In the case with infinite inputs, I still have the intuition that meta learning is what you do when you don’t know enough about the problem to write down the good heuristics straight away, as opposed to being the fastest way of solving the problem. But I agree that the fastest solution won’t be a GLUT; I’m thinking more a combination of really good heuristics that “directly” solve the problem. (Part of this is an intuition that for any reasonably structured set of inputs, value-neutral optimization of a fixed objective is very inefficient.)
A couple of things. First, a minimal circuit is not the same as a speed-prior-minimal algorithm. Minimal circuits have to be minimal in width + depth, so a GLUT would definitely lose out. Second, even if you’re operating on pure speed, I think there are sets of tasks that are large enough that a GLUT won’t work. For example, consider the task of finding the minimum of an arbitrary convex function. Certainly for the infinite set of all possible convex functions (on the rationals, say), I would be pretty surprised if something like gradient descent weren’t the fastest way to do that. Even if you restrict to only finitely many convex functions, if your set is large enough it still seems hard to do better than gradient descent, especially since looking up the solution in a huge GLUT could be quite expensive (how do you do the lookup? a hash table? a binary tree? I’m not sure if those would be good enough here).

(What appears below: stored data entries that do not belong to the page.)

PR #13221, opened 2020-04-17
[WFLY-13267] Convert EJB3 subsystem transformers to use chained transformers

rachmatowicz:
This PR does the following:
- adds in transformer tests for the ejb3 subsystem for EAP versions 7.0.0, 7.1.0 and 7.2.0
- refactors the transformers to use the chained transformer approach, to simplify understanding of the transformers and make maintenance easier  

For more details, see: https://issues.redhat.com/browse/WFLY-13267

### DIFF
--- a/ejb3/src/main/java/org/jboss/as/ejb3/subsystem/EJBTransformers.java
+++ b/ejb3/src/main/java/org/jboss/as/ejb3/subsystem/EJBTransformers.java
@@ -28,6 +28,12 @@ import static org.jboss.as.controller.descriptions.ModelDescriptionConstants.OPE
 import static org.jboss.as.controller.descriptions.ModelDescriptionConstants.READ_ATTRIBUTE_OPERATION;
 import static org.jboss.as.controller.descriptions.ModelDescriptionConstants.UNDEFINE_ATTRIBUTE_OPERATION;
 import static org.jboss.as.controller.descriptions.ModelDescriptionConstants.WRITE_ATTRIBUTE_OPERATION;
+import static org.jboss.as.ejb3.subsystem.EJB3Model.VERSION_1_2_1;
+import static org.jboss.as.ejb3.subsystem.EJB3Model.VERSION_1_3_0;
+import static org.jboss.as.ejb3.subsystem.EJB3Model.VERSION_3_0_0;
+import static org.jboss.as.ejb3.subsystem.EJB3Model.VERSION_4_0_0;
+import static org.jboss.as.ejb3.subsystem.EJB3Model.VERSION_5_0_0;
+import static org.jboss.as.ejb3.subsystem.EJB3Model.VERSION_6_0_0;
 import static org.jboss.as.ejb3.subsystem.EJB3SubsystemModel.ALLOW_EXECUTION;
 import static org.jboss.as.ejb3.subsystem.EJB3SubsystemModel.CLIENT_MAPPINGS_CLUSTER_NAME;
 import static org.jboss.as.ejb3.subsystem.EJB3SubsystemModel.DEFAULT_SFSB_CACHE;
@@ -57,24 +63,22 @@ import org.jboss.as.controller.transform.ResourceTransformationContext;
 import org.jboss.as.controller.transform.SubsystemTransformerRegistration;
 import org.jboss.as.controller.transform.TransformationContext;
 import org.jboss.as.controller.transform.description.AttributeConverter;
+import org.jboss.as.controller.transform.description.ChainedTransformationDescriptionBuilder;
 import org.jboss.as.controller.transform.description.DiscardAttributeChecker;
 import org.jboss.as.controller.transform.description.RejectAttributeChecker;
 import org.jboss.as.controller.transform.description.ResourceTransformationDescriptionBuilder;
-import org.jboss.as.controller.transform.description.TransformationDescription;
 import org.jboss.as.controller.transform.description.TransformationDescriptionBuilder;
 import org.jboss.as.ejb3.logging.EjbLogger;
 import org.jboss.as.threads.PoolAttributeDefinitions;
 import org.jboss.dmr.ModelNode;
 
 /**
+ * EJB Transformers used to transform current model version to legacy model versions for domain mode.
+ *
  * @author Tomaz Cerar (c) 2017 Red Hat Inc.
+ * @author Richard Achmatowicz (c) 2020 Red Hat Inc.
  */
 public class EJBTransformers implements ExtensionTransformerRegistration {
-    private static final ModelVersion VERSION_1_2_1 = ModelVersion.create(1, 2, 1);
-    private static final ModelVersion VERSION_1_3_0 = ModelVersion.create(1, 3, 0);
-    private static final ModelVersion VERSION_3_0_0 = ModelVersion.create(3, 0, 0);
-    private static final ModelVersion VERSION_4_0_0 = ModelVersion.create(4, 0, 0);
-    private static final ModelVersion VERSION_5_0_0 = ModelVersion.create(5, 0, 0);
 
     @Override
     public String getSubsystemName() {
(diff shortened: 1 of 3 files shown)


rachmatowicz:
Hi @pferraro , any feedback on how to improve this would be appreciated. In other words, waiting on review.

ejb3/src/main/java/org/jboss/as/ejb3/subsystem/EJB3SubsystemRootResourceDefinition.java
```diff
@@ -123,7 +123,6 @@
             new SimpleAttributeDefinitionBuilder(EJB3SubsystemModel.ENABLE_STATISTICS, ModelType.BOOLEAN, true)
                     .setAllowExpression(true)
                     .setDeprecated(ModelVersion.create(5))
-                    .setFlags(AttributeAccess.Flag.ALIAS)
```
bstansberry, line 126: This attribute is an alias.

ejb3/src/main/java/org/jboss/as/ejb3/subsystem/EJB3SubsystemXMLPersister.java
```diff
@@ -489,8 +491,10 @@ private void writeStrictMaxPoolConfig(final XMLExtendedStreamWriter writer, fina
 
         writer.writeAttribute(EJB3SubsystemXMLAttribute.NAME.getLocalName(), strictMaxPoolModel.getName());
 
-        StrictMaxPoolResourceDefinition.MAX_POOL_SIZE.marshallAsAttribute(strictMaxPoolModelNode, writer);
-        StrictMaxPoolResourceDefinition.DERIVE_SIZE.marshallAsAttribute(strictMaxPoolModelNode, writer);
+        if (strictMaxPoolModelNode.hasDefined(MAX_POOL_SIZE))
+            StrictMaxPoolResourceDefinition.MAX_POOL_SIZE.marshallAsAttribute(strictMaxPoolModelNode, writer);
+        if (strictMaxPoolModelNode.hasDefined(DERIVE_SIZE))
+            StrictMaxPoolResourceDefinition.DERIVE_SIZE.marshallAsAttribute(strictMaxPoolModelNode, writer);
```
bstansberry, line 497: AFAICT the changes to this file should not be necessary as the behavior of these AttributeDefinitions is to not write anything if the attribute isn't defined.

ejb3/src/main/java/org/jboss/as/ejb3/subsystem/EJB3RemoteServiceAdd.java
```diff
@@ -77,6 +77,14 @@ protected void performBoottime(OperationContext context, ModelNode operation, Mo
         installRuntimeServices(context, model);
     }
 
+    @Override
+    protected void populateModel(ModelNode operation, ModelNode model) throws OperationFailedException {
+        EJB3RemoteResourceDefinition.CLIENT_MAPPINGS_CLUSTER_NAME.validateAndSet(operation, model);
+        EJB3RemoteResourceDefinition.CONNECTOR_REF.validateAndSet(operation, model);
+        EJB3RemoteResourceDefinition.THREAD_POOL_NAME.validateAndSet(operation, model);
+        EJB3RemoteResourceDefinition.EXECUTE_IN_WORKER.validateAndSet(operation, model);
+    }
```
bstansberry, line 86: I think this move introduces merge conflicts because the whole method is gone now.

ejb3/src/main/java/org/jboss/as/ejb3/subsystem/EJB3SubsystemXMLPersister.java
rachmatowicz: OK, i'll remove the changes. Thanks.

ejb3/src/main/java/org/jboss/as/ejb3/subsystem/EJB3RemoteServiceAdd.java
rachmatowicz: Not sure I understand. When I open the file in the PR, I see the method. Do you mean it disappears after being merged?

ejb3/src/main/java/org/jboss/as/ejb3/subsystem/EJB3SubsystemRootResourceDefinition.java
rachmatowicz: This one is tricky. There is only one instance of ALIAS in the whole of Wildfly and its this one. I discussed with PF and RH and they said don't use it. If I do use it, the transformer tests fail. Is there some description somewhere of how to handle attributes with an ALIAS flag? The description above the definition says, "this attribute is an alias to something else". How are aliases handled in general?

rachmatowicz: What is happening is the model comparison fails: in 6.0.0, statistics-enabled=expression and enable-statistics=expression; in 5.0.0, statistics-enabled=expression and enable-statistics=undefined. In 6.0.0, enable-statistics is flagged as ALIAS and there are custom read-attribute and write-attribute handlers for enable-statistics which instead read and write from statistics-enabled. This explains why the values are equal in 6.0.0. Exactly the same setup in 5.0.0 (EAP 7.2.0, 7.1.0). The operation transformers are creating the correct model, but the resource transformers are creating a model where enable-statistics is undefined. Is this a case where a value needs to be injected if it is undefined?

rachmatowicz: I created an attribute converter for enable-statistics which will check if it is undefined and if it is, set the value to the value of statistics-enabled. I assumed that the undefined value was being created on the initial model transfer; this seems to fix it.

ejb3/src/main/java/org/jboss/as/ejb3/subsystem/EJB3RemoteServiceAdd.java
bstansberry: When I wrote that comment Github was reporting this PR had a merge conflict.  At the time, github was showing the change this PR was making to this file was moving this method from lower in the file to here. I assumed that was the merge conflict because Paul had done a different change to this file that removed this method altogether.

It looks like now the conflict has been resolved but the resolution resulted in restoring this method. I don't think it should be restored. Give the rest of Paul's change all it's doing here is what the superclass implementation will do.

ejb3/src/main/java/org/jboss/as/ejb3/subsystem/EJB3SubsystemRootResourceDefinition.java
bstansberry: You've revealed that a bug fix in WF 15 / EAP 7.3 (https://issues.redhat.com/browse/WFCORE-4183) fixes another problem besides the one it targeted. :-) When you invoke read-resource on an EAP 7.2 or earlier controller you get the value of aliases even though the op has the 'include-aliases="false" param set.

This is better to correct in DefaultModelFixer as opposed to changing the production code to send a value that the legacy host does not need. The result from the read-resource operation on the legacy controller is not correct due to that bug, so better to correct it in the test.

With https://github.com/bstansberry/wildfly/commit/fd3d27fe6cdf1f3fe453b72993026e35ac3c7c21 added to what you have here the EJB3 subsystem tests pass. Feel free to squash that in if you agree it is correct.

ejb3/src/main/java/org/jboss/as/ejb3/subsystem/EJB3RemoteServiceAdd.java
rachmatowicz: Removed the method populateModel() as it is no longer in master..

ejb3/src/main/java/org/jboss/as/ejb3/subsystem/EJB3SubsystemRootResourceDefinition.java
rachmatowicz: Added in your code snippet to fix the issue in the ModelFixer. Thanks, Brian.

bstansberry (approved):

rachmatowicz:
I think there is a problem here with overwriting changes from WFLY-13015, fixing them now.

rachmatowicz:
This is going to take a while; now my tests are failing because of the changes to DiscardAttributeChecker.DEFAULT replacing the original default values. I've got to go through and check each change...

chengfang (approved):

ejb3/src/main/java/org/jboss/as/ejb3/subsystem/EJBTransformers.java
```diff
@@ -83,202 +88,199 @@ public String getSubsystemName() {
...
-
-        TransformationDescription.Tools.register(builder.build(), subsystemRegistration, version);
-    }
-
-    private static void registerTransformers_3_0_0(SubsystemTransformerRegistration subsystemRegistration) {
-        final ResourceTransformationDescriptionBuilder builder = TransformationDescriptionBuilder.Factory.createSubsystemInstance();
-        builder.getAttributeBuilder().setValueConverter(AttributeConverter.Factory.createHardCoded(new ModelNode("hornetq-ra"), true), EJB3SubsystemRootResourceDefinition.DEFAULT_RESOURCE_ADAPTER_NAME)
+        subsystemBuilder.getAttributeBuilder()
+                .setDiscard(new DiscardAttributeChecker.DiscardAttributeValueChecker(ModelNode.TRUE), EJB3SubsystemRootResourceDefinition.LOG_EJB_EXCEPTIONS)
+                .addRejectCheck(RejectAttributeChecker.DEFINED, EJB3SubsystemRootResourceDefinition.LOG_EJB_EXCEPTIONS)
```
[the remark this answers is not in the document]
rachmatowicz: @chengfang Thanks, that instance is fixed in the current state of the PR.

bstansberry:
I removed the "Ready for merge" based on the last couple comments.

rachmatowicz:
It's ready now...I just missed a couple of places where Pauls previous commit got reverted by my commit during the merge

PR #13222, opened 2020-04-17
[WFLY-13386] Hung process instances and associated server.log WARN "Failed to reinstate timer"

elguardian:
upstream
https://issues.redhat.com/browse/WFLY-13386

### DIFF
--- a/ejb3/src/main/java/org/jboss/as/ejb3/timerservice/persistence/database/DatabaseTimerPersistence.java
+++ b/ejb3/src/main/java/org/jboss/as/ejb3/timerservice/persistence/database/DatabaseTimerPersistence.java
@@ -828,31 +828,29 @@ public class DatabaseTimerPersistence implements TimerPersistence, Service<Datab
                             while (resultSet.next()) {
                                 try {
                                     String id = resultSet.getString(1);
-                                    if (!existing.remove(id)) {
+                                    TimerImpl oldTimer = listener.getTimerService().getTimer(id);
+                                    if (!existing.remove(id) && oldTimer == null) {
                                         synchronized (DatabaseTimerPersistence.this) {
                                             knownTimerIds.get(timedObjectId).add(id);
                                         }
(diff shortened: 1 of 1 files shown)


bstansberry:
@chengfang or @tadamski Please review

elguardian:
added some comments for clarification.

ejb3/src/main/java/org/jboss/as/ejb3/timerservice/persistence/database/DatabaseTimerPersistence.java
```diff
@@ -844,15 +844,22 @@ public void run() {
...
-                                                    timers.remove(oldTimer.getId());
+                                                    knownTimerIds.get(timedObjectId).remove(oldTimer.getId());
                                                     listener.timerSync(oldTimer, holder.timer);
                                                 }
-
+                                            } else if (validDBTimer && oldTimer == null) {
+                                                // timer migration among nodes.
+                                                // persistence tier and timer subsystem is out of sync
+                                                // we were able to delete it from the persistence tier but it does not exists in timer service
+                                                // need to add it again to the persistence tier and register it in timer service if is valid
```
chengfang, line 858: I don't understand why "we were able to delete it from the persistence tier", because the `dbTimer` is just retrieved from db.

Also why the comment "need to add it again to the persistence tier"? It already exists in db and so we just need to add it to timer service of the current node, which is what the statement below does.

elguardian: @chengfang I ment this class. Sometimes the database timer persistence class is out of sync from the TimerService (it did have the timer associated but it was not registered in the timer service causing a null pointer exception when you are trying to get the timer service).. It is true that it might be missleading the comment

chengfang (approved):

bstansberry:
retest this please

elguardian:
Customer still found another problem. I will throw another PR for this.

I don’t really understand this—my understanding is that with a minimal circuit, you want to minimize the number of gates in the circuit, and the circuit must be a DAG (if you’re allowed to have loops + clocks, then you can build a regular computer, and for complex tasks the problem should be very similar to finding the shortest program and implementing it on a universal circuit).
But then I can create a Turing Machine that interprets its input as a circuit, and simulates each gate of the circuit in sequence. Then the running time of the TM is proportional to the number of gates in the circuit, so an input with minimal running time should be a circuit with the minimal number of gates. This is not technically a Universal TM, since loop-free circuits are not Turing-complete, but I would expect a speed prior using such a Turing Machine would be relatively similar to a speed prior with a true UTM.
EDIT: I no longer endorse the above point. Just because there exists a speed prior that aligns with minimal circuits doesn’t mean that this is the “typical” speed prior. In general there really should be a difference between a “minimal circuit” and a “fastest program” (precisely the depth + width vs. depth point Evan made in the parent comment).
I agree that if you have to work on an infinite set of inputs, a GLUT is not the way to do that. I was thinking of the case where you have to work on a small finite set of inputs (hence why I talk about the optimal trajectory instead of the optimal policy), which is always going to be the case in the real world. But this is too pedantic, we can certainly think of the theoretical case where you have to work on an infinite set of inputs. I was mostly trying to use the GLUT as an intuition pump, not arguing that it was always better.
In the case with infinite inputs, I still have the intuition that meta learning is what you do when you don’t know enough about the problem to write down the good heuristics straight away, as opposed to being the fastest way of solving the problem. But I agree that the fastest solution won’t be a GLUT; I’m thinking more a combination of really good heuristics that “directly” solve the problem. (Part of this is an intuition that for any reasonably structured set of inputs, value-neutral optimization of a fixed objective is very inefficient.)